红外线探测器“嘀——”响了起来,他没有回头,仍然继续着他的工作。探测器对于除他以外的任何红外光谱都有反应,包括匆匆挑过的一只野猫。漆黑的窗外,风移影动,一个人影掠过,身形快绝。
他的思绪依然在百万光年之外游走。亚原子微粒,黑洞,时空的扭曲……他似乎变成了霍金,以禁锢的身体放飞着大脑。二来人已经站在他的背后,静立不动。两个领域的怪才就这样比赛着,碰撞出生命的火花。没有激烈的搏斗,没有兵器的交响,却极大消耗着生命的活力与耐力。他们都知道对方出手不凡,都不敢轻举妄动。前面的人收回了信马由缰的思维,手指放在一只PDA的红色按键上,故作无意地轻点着。后面的人双手伸进了鼓鼓的口袋,不知里面有什么。前面的人知道,他的手在外面不危险,藏起来才会真正危险。于是,他开口了:
“你终于来了。”
“你什么都知道,对不对,魏燊摩,魏先生?”他说,“做人太聪明了不好,危险。”
魏燊摩椅子一转,回头跟他对视,手中依然握着那只PDA。“龙吟,我早就知道,聪明早晚会惹祸。我告诉过你,你们有什么事,和我无关,为什么你一定要紧追不放呢?”

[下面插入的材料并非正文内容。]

Issue #634, opened 2020-11-18
[SOURCE] RingCentral


todsac:
**Describe the event source. What app, what event?**
RingCentral

**Please provide a link to the relevant API docs for the specific service / operation this trigger is tied to.**
Custom webhook events | Triggers on new events
New Calls | Triggers when there is a new incoming or outgoing call.
New Call Recordings | Returns new call recordings since the last check.
New Faxes | Triggers when a new fax has been received.
New Incoming SMS Messages | Triggers when a new SMS message is received.
New Messages | Watches for new messages.
New Missed Calls | Triggers when there is a new missed call.
New Voice Message | Triggers when a new voice message has been received.

jverce:
This is blocked until I get a response from RingCentral's customer support for assistance with the creation of a sandbox account.

jverce:
Was able to activate the sandbox account and I am able to call RingCentral's API.
I am still unable to authenticate via Pipedream but that's something I can address later on.

todsac:
We have done a lot with RingCentral and have a good product contact there so happy to help.  When we were working with the app we were able to create a test user within our developer account.  Happy to walk you through the setup we used.

todsac:
Also, why can't you authenticate with PD?

jverce:
I was also able to create a test/sandbox user in my developer account as well, and that allowed me to call the API.
However, when authenticating through PD (or through the RingCentral login page as well) I am unable to use that test user's credentials:
![image](https://user-images.githubusercontent.com/5479513/106078418-3c84e480-60c8-11eb-8422-7b4b2c73d48e.png)

When using my developer account credentials in PD, I get the following error:
![image](https://user-images.githubusercontent.com/5479513/106078355-21b27000-60c8-11eb-83b3-404021be082b.png)

I guess the latter issue is related to the account plan? According to their [pricing page](https://www.ringcentral.com/office/plansandpricing.html), not all plans have access to their developer platform:
![image](https://user-images.githubusercontent.com/5479513/106078611-8bcb1500-60c8-11eb-8574-17fd7a7bc2c2.png)

PR #902, opened 2021-02-10
RingCentral Event Sources

jverce:
Solves #634 

* Add common logic for the main `.app.js` file, for HTTP-based and for
  timer-based event sources
* Add event sources for:
  * Custom webhook events
  * New Calls
  * New Call Recordings
  * New Faxes
  * New Incoming SMS Messages
  * New Messages
  * New Missed Calls
  * New Voice Message

### DIFF
--- a/components/ringcentral/sources/common/http-based.js
+++ b/components/ringcentral/sources/common/http-based.js
@@ -1,0 +1,137 @@
+const template = require("lodash/template");
+const base = require("./base");
+const notificationTypes = require("./notification-types");
+
+module.exports = {
+  ...base,
+  dedupe: "unique",
+  props: {
+    ...base.props,
+    http: {
+      type: "$.interface.http",
+      customResponse: true,
+    },
+  },
+  hooks: {
+    ...base.hooks,
+    async activate() {
+      const opts = {
+        address: this.http.endpoint,
+        eventFilters: this._getEventFilters(),
+      };
+      const {
+        id: webhookId,
+        verificationToken,
+      } = await this.ringcentral.createHook(opts);
+
+      this.db.set("webhookId", webhookId);
+      this.db.set("verificationToken", verificationToken);
+    },
+    async deactivate() {
+      const webhookId = this.db.get("webhookId");
+      await this.ringcentral.deleteHook(webhookId);
+
+      this.db.set("verificationToken", null);
+    },
+  },
+  methods: {
+    ...base.methods,
+    _getPropValues() {
+      return Object.entries(this)
+        .filter(([_, value]) => value != null)
+        .reduce((accum, [prop, value]) => ({
+          ...accum,
+          [prop]: value,
+        }), {});
+    },
+    _getEventFilters() {
+      const eventKeys = this.getSupportedNotificationTypes();
+      return notificationTypes
+        .filter(({ key }) => eventKeys.has(key))
+        .map(({ filter }) => template(filter))
+        .map((templateFn) => templateFn(this._getPropValues()));
+    },
+    /**
+     * Provides the set of notification types to which an HTTP-based event
+     * source subscribes. This should be a subset of the `key` properties
+     * available in the `notification-types` module.
+     *
+     * @return {Set}  The set of supported notification type keys
+     */
+    getSupportedNotificationTypes() {
+      throw new Error("getSupportedNotificationTypes is not implemented");
+    },
+    /**
+     * Validate that the incoming HTTP event comes from the expected source, and
+     * reply with a `200` status code and the proper validation token header, as
+     * described here:
+     * https://community.ringcentral.com/questions/1306/validation-token-is-not-returned-when-creating-a-s.html
+     *
+     * In case the event comes from an unrecognized source, reply with a `404`
+     * status code.
+     *
+     * The result of this method indicates whether the incoming event was valid
+     * or not.
+     *
+     * @param {object}  event The HTTP event that triggers this event source
+     * @return {boolean}  The outcome of the validation check (`true` for valid
+     * events, `false` otherwise)
+     */
+    validateEvent(event) {
+      const {
+        "validation-token": validationToken,
+        "verification-token": verificationToken,
+      } = event.headers;
+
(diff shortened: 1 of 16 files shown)


components/ringcentral/sources/common/http-based.js
```diff
@@ -0,0 +1,137 @@
...
+     * @return {boolean}  The outcome of the validation check (`true` for valid
+     * events, `false` otherwise)
+     */
+    validateEvent(event) {
+      const {
+        "validation-token": validationToken,
+        "verification-token": verificationToken,
+      } = event.headers;
+
+      const expectedVerificationToken = this.db.get("verificationToken") || verificationToken;
```
tjk, line 86: why are we being lenient about the `verificationToken` not being in db?

components/ringcentral/sources/new-call-recording/new-call-recording.js
```diff
@@ -0,0 +1,46 @@
...
+  },
+  methods: {
+    ...common.methods,
+    generateMeta(data) {
+      const {
+        id,
+        startTime: timestamp,
+      } = data;
+
+      const summary = `New call recording`;
```
tjk, line 20: nothing else we can include in summary here?

components/ringcentral/sources/new-event/new-event.js
```diff
@@ -0,0 +1,71 @@
...
+        }));
+      },
+    },
+  },
+  methods: {
+    ...common.methods,
+    _getEventTypeFromFilter(eventFilter) {
+      return eventFilter
+        .replace(/\/restapi\/v\d+\.\d+\//, "")
+        .replace(/account\/.*?\//, "")
```
tjk, line 47: why the `?`

components/ringcentral/sources/common/http-based.js
```diff
@@ -0,0 +1,137 @@
...
+    async deactivate() {
+      const webhookId = this.db.get("webhookId");
+      await this.ringcentral.deleteHook(webhookId);
+
+      this.db.set("verificationToken", null);
+    },
+  },
+  methods: {
+    ...base.methods,
+    _getPropValues() {
```
tjk, line 39: could you remove this and `lodash/template` in favor of just setting the `filter` attribute to function and use `this` knowing function will be called in the component method? not sure if you think that is too hacky.. not a huge fan of this `_getPropValues`

components/ringcentral/sources/common/http-based.js
jverce: Whenever we create a hook, RingCentral makes an initial `POST` call to verify that the provided endpoint is valid and healthy. Once it verifies that, the hook creation succeeds. This means that this event source is triggered by an HTTP call in parallel to the execution of the `activate()` method (where the hook is created). The problem is that when the event source is handling that initial HTTP call, the DB is not up-to-date and so we always get a null value when we do `this.db.get("verificationToken")`.

components/ringcentral/sources/new-event/new-event.js
jverce: It's just the "non-greedy" regex command, otherwise the `.*` will match every character up until the **last** `/`. Using `.*?` instead of `.*` will match every character up until the **first** `/`.

components/ringcentral/sources/common/http-based.js
jverce: You mean something like this?
```js
// notification-types.js
module.exports = [
  {
    key: "message-event-outbound",
    label: "Message Event (Outbound)",
    filter: ({ extensionId, messageType }) => `/restapi/v1.0/account/~/extension/${extensionId}/message-store?direction=Outbound&type=${messageType}`),
  },
};
```

I'm up to it, with the only caveat that I wanted to keep the `notification-types` as a "data" module without any logic itself (it'd had been a JSON originally if it weren't for the fact that we don't support loading JSON files yet). If you don't see a problem with adding logic to this module then I'm fine with moving the templating logic into that module. To me it's as hacky as the approach I took, so I'm comfortable both ways 🙂

components/ringcentral/sources/new-call-recording/new-call-recording.js
jverce: We can add the following, whichever makes more sense to you:
- Session ID (i.e. what identifies the call that was recorded)
- Phone number of the client (the "from" phone number if it was an inbound call, or "to" phone number if it was an outbound call)

components/ringcentral/sources/common/http-based.js
tjk: i was thinking to use unbound functions so the `this` would be the component when called but I like the concept of keeping that more of a simple data module without functions so let's keep it as is.

components/ringcentral/sources/common/http-based.js
tjk: Oh that sounds a bit brittle! We might not be great about this use case of webhooks making that initial call an excepting us to be activated already... hmm... There is a chance that initial POST could even fail, right? Is that handled correctly?

jverce: If that initial POST fails, then the hook creation fails as well and the activation would fail. However, my understanding is that the HTTP endpoint is already set up by the platform before running `activate()`, correct? In which cases could this fail, other than due to a bug on the event source itself?

components/ringcentral/sources/new-call-recording/new-call-recording.js
tjk: Either of those is fine to me. Just something to differentiate the events from summary perspective. Maybe the phone number is more useful? But a user of the source would know best what's useful so let's start with whichever you think is better for now.

components/ringcentral/sources/new-event/new-event.js
tjk: Oh interesting! (I'd just write `/account\/[^/]*\//` which does the same thing right?)

tjk: (I don't mean to change it, just sharing 😛)

PR #928, opened 2021-02-16
PR for initial feedback

sergioeliot2039:
This is a first PR for initial feedback.
There's an issue with $auth variable being null. Plus I have pending to add the subreddit as a prop, for now hardcoded while troubleshooting.

### DIFF
--- a/components/reddit/sources/new-link-on-a-subreddit/new-link-on-a-subreddit.js
+++ b/components/reddit/sources/new-link-on-a-subreddit/new-link-on-a-subreddit.js
@@ -1,0 +1,64 @@
+const uservoice = require("../../reddit.app.js");
+
+module.exports = {
+    key: "new-link-on-a-subreddit",
+    name: "New Link on a subreddit",
+    description: "Emmits a new link submitted to a subreddit",
+    version: "0.0.1",	
+    props: {
+        reddit,
+        timer: {
+            label: "Polling schedule",
+            description: "Pipedream poll for new links and emit accordingly with this schedule.",
+            type: "$.interface.timer",
+            default: {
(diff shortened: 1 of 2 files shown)


components/reddit/sources/new-link-on-a-subreddit/new-link-on-a-subreddit.js
```diff
@@ -0,0 +1,64 @@
+const uservoice = require("../../reddit.app.js");
```
dylburger, line 1: You need to change this from `uservoice` to `reddit`.

components/reddit/sources/new-link-on-a-subreddit/new-link-on-a-subreddit.js
```diff
@@ -0,0 +1,64 @@
...
+                summary: reddit_link.data.name,
+            });
+
+        },
+    },
+    async run() {
+
+        let after = this.db.get("after");
+        const reddit_things = await this.getNewSubredditLinks(after);
+        var after = reddit_things.data.data.after;
```
dylburger, line 54: The source failed for me here, since you already declared `let after` two lines above. Try removing the `var` here.

sergioeliot2039: I renamed to `current_after`, and `new_after`

components/reddit/sources/new-link-on-a-subreddit/new-link-on-a-subreddit.js
sergioeliot2039: Changed.

PR #930, opened 2021-02-17
Twitch

michelle0927:


components/twitch/sources/common.js
```diff
@@ -0,0 +1,43 @@
...
+            items.push(this.getTopicString(item));
+          }
+          // if called from polling component, emit data
+          else if (type == "polling") {
+            this.$emit(item, this.getMeta(item));
+          }
+          // if type is list, return list of items
+          else if (type == "list") {
+            items.push(item);
+          }
```
jverce, line 28: If we transfor `paginate` into a generator, we can move the responsibility of figuring out what to do with the response of the API requests to the consumers of this function. Otherwise this function has to know the details of each consumer so that it can handle the API responses in the particular manner that the consumers wish.

Instead I propose the following:
```js
async function* paginate(resourceFn, params, max = null) {
  let done = false;
  let count = 0;
  do {
    const {
      data,
      pagination,
    } = await resourceFn(params);

    for (const item of data) {
      count++;
      if (max && count > max) {
        return;
      }

      yield item;
    }

    const { cursor } = pagination;
    params.after = cursor;
    done = !cursor;
  } while (!done);
}
```

Then each consumer can do this:
```js
for (const followed of followedUsers) {
  const params = {
    user_id: followed.to_id,
    // Period during which the video was created. Valid values: "all",
    // "day", "week", "month".
    period: "day",
  };
  const videosScan = await this.paginate(
    this.twitch.getVideos.bind(this),
    params,
    this.max,
  );
  for await (const video of videosScan) {
    const meta = this.getMeta(video);
    this.$emit(video, meta);
  }
}
```

components/twitch/sources/common-webhook.js
```diff
@@ -0,0 +1,77 @@
...
+          "unsubscribe",
+          this.http.endpoint,
+          topic,
+          subscriptionExpiration
+        );
+    },
+  },
+  methods: {
+    ...common.methods,
+    async subscribeToHooks(topics) {
```
jverce, line 38: Can we change this a bit so that we can use it in `deactivate()` as well?
```js
module.exports = {
  hooks: {
    async activate() {
      const topics = await this.getTopics();
      this.db.set("topics", topics);
      await this.manageHookForTopics("subscribe", topics);
    },
    async deactivate() {
      const topics = this.db.get("topics");
      await this.manageHookForTopics("unsubscribe", topics);
    },
  },
  methods: {
    manageHookForTopics(mode, topics) {
      for (const topic of topics) {
        await this.twitch.manageHook(
          mode,
          this.http.endpoint,
          topic,
          subscriptionExpiration,
        );
      }
    },
  },
};
```

We should also add a `try/catch` block around the `manageHook` call so that we don't leave active subscriptions in case one of the calls fails.

components/twitch/twitch.app.js
```diff
@@ -0,0 +1,107 @@
...
+      label: "Stream Language",
+      description:
+        'Watch for games streamed in the specified language. A language value must be either the ISO 639-1 two-letter code for a supported stream language or "other".',
+    },
+    max: {
+      type: "integer",
+      label: "Max Items",
+      description:
+        "The maximum number of items to return at one time. Streams are returned sorted by number of viewers, in descending order. Videos and Clips are returned sorted by publish date.",
+    },
```
jverce, line 30: We can add an additional `min` parameter so that `min: 1`.

jverce (changes requested):
I like how you structured the whole event source.
My comments are mostly to refactor some pieces that could hurt future maintenance, and to address some failure modes (e.g. throttling/retries).

components/twitch/sources/common-webhook.js
```diff
@@ -0,0 +1,77 @@
+const common = require("./common.js");
+const subscriptionExpiration = 864000; // seconds until webhook subscription expires, maximum 10 days (864000 seconds)
```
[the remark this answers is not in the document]
michelle0927: Updated to cut the timer interval in half.

components/twitch/twitch.app.js
```diff
@@ -0,0 +1,107 @@
...
+    async _makeRequest(method, endpoint, params = null) {
+      const config = {
+        method,
+        url: `${this._getBaseUrl()}/${endpoint}`,
+        headers: this._getHeaders(),
+      };
+      if (params) config.params = params;
+      return await axios(config);
+    },
```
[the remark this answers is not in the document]
michelle0927: Updated to use paramsSerializer.

components/twitch/twitch.app.js
```diff
@@ -0,0 +1,107 @@
...
+        "hub.callback": url,
+        "hub.mode": mode,
+        "hub.topic": `${this._getBaseUrl()}/${topic}`,
+        "hub.lease_seconds": leaseSeconds,
+        "hub.secret": this.$auth.oauth_access_token,
+      };
+      return await this._makeRequest("POST", "webhooks/hub", data);
+    },
+    verifyWebhookRequest(headers, body) {
+      var hubSecret = headers["x-hub-signature"].split("=");
```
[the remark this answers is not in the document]
michelle0927: Updated.

components/twitch/twitch.app.js
```diff
@@ -0,0 +1,107 @@
...
+      const hash = crypto
+        .createHmac(hubSecret[0], this.$auth.oauth_access_token)
+        .update(JSON.stringify(body))
```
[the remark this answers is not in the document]
michelle0927: Updated to use bodyRaw.

components/twitch/twitch.app.js
```diff
@@ -0,0 +1,107 @@
...
+    },
+    // Uses Twitch API to create or delete webhook subscriptions.
+    // Set mode to "subscribe" to create a webhook and "unsubscribe" to delete it.
+    async manageHook(mode, url, topic, leaseSeconds) {
+      const data = {
+        "hub.callback": url,
+        "hub.mode": mode,
+        "hub.topic": `${this._getBaseUrl()}/${topic}`,
+        "hub.lease_seconds": leaseSeconds,
+        "hub.secret": this.$auth.oauth_access_token,
```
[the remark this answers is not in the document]
michelle0927: Updated to generate the secret this way: 
const secretToken = uuidv4();

components/twitch/sources/common.js
michelle0927: Updated the paginate method to be a generator function.

components/twitch/twitch.app.js
michelle0927: Done.

components/twitch/sources/common-webhook.js
michelle0927: Updated to include a try/catch block in manageHookForTopics method.

components/twitch/sources/common.js
```diff
@@ -0,0 +1,43 @@
...
+    twitch,
+    db: "$.service.db",
+  },
+  methods: {
+    async paginate(resourceFn, params, type, max = null) {
+      const items = [];
+      let done = false;
+      let count = 0;
+      while (!done) {
+        const { data, pagination } = await resourceFn(params);
```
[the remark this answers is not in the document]
michelle0927: Let me know if I've implemented this correctly or if I need to make changes since this is my first time including retry and backoff logic in a component. Should I be using more of the header info to calculate the backoff?

components/twitch/sources/common.js
```diff
@@ -0,0 +1,48 @@
...
+      try {
+        const response = await resourceFn(params);
+        if (response.status == 200) {
+          return response.data;
+        }
+        if (retries > 0) {
+          if (!backOff) backOff = response.headers["ratelimit-limit"];
+          setTimeout(() => {
+            return retryFn(resourceFn, params, retries - 1, backOff * 2);
+          }, backoff);
```
jverce, line 39: This will set a timer for an asynchronous execution of `retryFn`, and return right away, with a `void` value.
I think the correct approach would be something like this:
```js
const { promisify } = require("util");
const pause = promisify((delay, fn) => setTimeout(fn, delay));

async function retryFn(resourceFn, params) {
  const { "ratelimit-limit": delay } = response.headers;
  // Delay must be in milliseconds
  await pause(delay);
  if (retries <= 0) {
    throw new Error('some error');
  }
  return retryFn(resourceFn, params);  
}
```

I might be wrong though, and if you tested this and worked well then let's go with your solution.

jverce (changes requested):
Minor changes, but overall looks great 🙂

jverce (approved):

空气骤然冷下来了,龙吟的收依然在宽大的口袋里放着。“你就没有想过,我为什么一直不报警么?”魏燊摩站起来,看向夜空。“在我的红外探测器上连着很多机关,下次记得戴个红外眼镜来。”他的话里多了些嘲讽的意味。
“为什么?”龙吟问。
魏燊摩突然笑了,笑得意味深长:“从我见你的第一眼开始,我就知道你是干什么的。用我哥的话说,你身上有杀气。你再怎么漂亮热情,杀气是除不掉的。但我喜欢你,不想让你被警察抓住或者通缉。我要你自在地活下去,因为,我喜欢怪才。”
忽然,她的手指飞快地按下了按键,地板向下翻去,没等龙吟反应过来就已经掉进了地下室。
地下室黑漆漆的,偌大一个实验室,只有两盏昏黄的小灯幽幽地照着。四壁都是排满了书的架子,实验台上摆放着各种不知名的仪器,冷冰冰的像是凛冬将至时报信的北风。此外,这里还有一种奇怪的味道,混杂着灰尘冲击他的嗅觉。他站起来,拍去身上的土,竖起耳朵仔细倾听着。没有声音,但空气中似乎弥漫着什么物质,让他打了一个寒颤。是,这里有人的气息,不是科学家留下的,而是,隐藏在黑暗中,不知哪一个角落的,不知何时会出现,不知何用意的人的气息。
“当”,列着标本瓶的架子无缘无故地响了一声。他将穿在风衣里面的防护服理好,将刀执在身前,踮起脚尖一点点靠近标本瓶。那个硕大的瓶子有点古怪,里面淡黄色的液体浸泡着一个一团肉一样的东西。他按捺不住好奇心,伸手将瓶子转了一下,在瓶颈上留下带着灰尘的印记。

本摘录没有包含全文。